India Maxwell hasn’t just moved across the country—she’s plummeted to the bottom rung of the social ladder. It’s taken years to cover the mess of her home life with a veneer of popularity. Now she’s living in one of Boston’s wealthiest neighborhoods with her mom’s fiancé and his daughter, Eloise. Thanks to her soon-to-be stepsister’s clique of friends, including Eloise’s gorgeous, arrogant boyfriend Finn, India feels like the one thing she hoped never to be seen as again: trash.

But India’s not alone in struggling to control the secrets of her past. Eloise and Finn, the school’s golden couple, aren’t all they seem to be. In fact, everyone’s life is infinitely more complex than it first appears. And as India grows closer to Finn and befriends Eloise, threatening the facades that hold them together, what’s left are truths that are brutal, beautiful, and big enough to change them forever…

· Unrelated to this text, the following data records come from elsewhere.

PR #1967, opened 2020-09-23
Move the edit links outside of the <h#> elements

### LINKED ISSUE #1966: Move Edit links out of headings
Right now the edit links are located within the heading (for example `<h1>`) elements. Besides being semantically incorrect, this leads to to "Edit" occasionally being considered part of the heading.

gtback:
- Use flexbox rather than absolute positioning.
- Give headers a consistent top and bottom margin.

Fix #1966

### DIFF
--- a/resources/web/style/heading.pcss
+++ b/resources/web/style/heading.pcss
@@ -14,8 +14,8 @@
   }
   
   /* For *JUST* the first heading on the page, shrink the 40px margin a bit */
-  titlepage div {
-    margin-top: -30px;
+  .titlepage div {
+    margin-top: -40px;
   }
 
   h1, h2, h3, h4, h5, h6 {
--- a/resources/web/style/heading.pcss
+++ b/resources/web/style/heading.pcss
@@ -11,10 +11,6 @@
     /* Give all headings plenty of space above them */
     margin-top: 40px;
     margin-bottom: 10px;
-
-    a, h1, h2, h3, h4, h5, h6 {
-      display: flex
-    }
   }
 
   h1, h2, h3, h4, h5, h6 {
@@ -26,7 +22,7 @@
     &:hover a[id][href] {
       display: block;
       position: absolute;
-      bottom: 3px;
+      top: 3px;
       margin: 0;
       padding: 0;
       left: -20px;
--- a/resources/web/style/heading.pcss
+++ b/resources/web/style/heading.pcss
@@ -14,9 +14,9 @@
   }
   
   /* For *JUST* the first heading on the page, shrink the 40px margin a bit */
-  .titlepage div {
+  /* .titlepage div {
     margin-top: -40px;
-  }
+  } */
 
   h1, h2, h3, h4, h5, h6 {
     /* Relative position allows laying out the edit me links inside the header. */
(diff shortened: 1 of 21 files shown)


gtback:
Once the docs-build runs, I'll put some before-and-after screenshots. I don't think there will be much significant visual difference.

resources/web/style/heading.pcss
```diff
@@ -1,4 +1,23 @@
...
+    display: flex;
+    justify-content: space-between;
+    align-items: center;
+    /* Give all headings plenty of space above them */
+    margin-top: 40px;
+    margin-bottom: 10px;
+
+    a, h1, h2, h3, h4, h5, h6 {
+      display: flex
+    }
```
JoshMock, line 13: What is the benefit of employing flexbox here? It's within a pretty small scope so I guess introducing accidental flexbox bugs is probably unlikely but I'm just curious. I've learned just enough flexbox to be equal parts dangerous and wary of its ways. 😄

gtback: It's the best way **I know** to have two elements center-aligned vertically, while having the second one pushed all the way to the right. That's not the same as it being the _actual_ best way, though. 😁 

I started trying by trying to set the `.edit_me` icons as `float: right`, but the vertical alignment was a mess, and I was trying to minimize the changes to HTML (I  basically just added the `heading` class to the enclosing `<div>` to make it easier to target with this rule.

JoshMock: Totally fair. `display: flex` is the new `float:` 😄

I was kindly sent an e-arc of this book in via NetGalley exchange for an honest review


The Impossible Vastness of Us is an alluring novel that traverses the lives of Boston’s blue-bloods. Replete with hidden secrets, plot twists and immense character growth, it is a book that will essentially alter your perception of the privileged.

The novel surrounds the protagonist, India, who is thrust into the stratosphere of Boston after her mum marries the incredibly affluent and renowned Theo Fairweather. This stark change for India, from her small and treacherous beginnings in a town in California, is monumental, and she diligently works her way to bridge the gap between her two lives. Personally, India was the most likeable character within the book, from the get-go I knew her personality would get her places. She was defiant, driven, independent and mature, when she knew what she wanted, she would go for it, without question. I had an unpleasant first impression of Eloise, India’s step-sister to be, I was adamant I disliked her and her air of superiority. However, as she gradually began to open up and show her sensitive side, I realised that my perception of Eloise and her true self were two conflicting images. The same happened with Finn, as he exposed his more vulnerabilities, I began to become aware that the lives of Boston’s elite wasn’t all picture perfect. The character growth India, Eloise and Finn undergo is enormous, and their authenticity that was presented toward the end made this story more substantial and concrete. There were also a few facets of diversity present within the book including an LGBTQ+ character.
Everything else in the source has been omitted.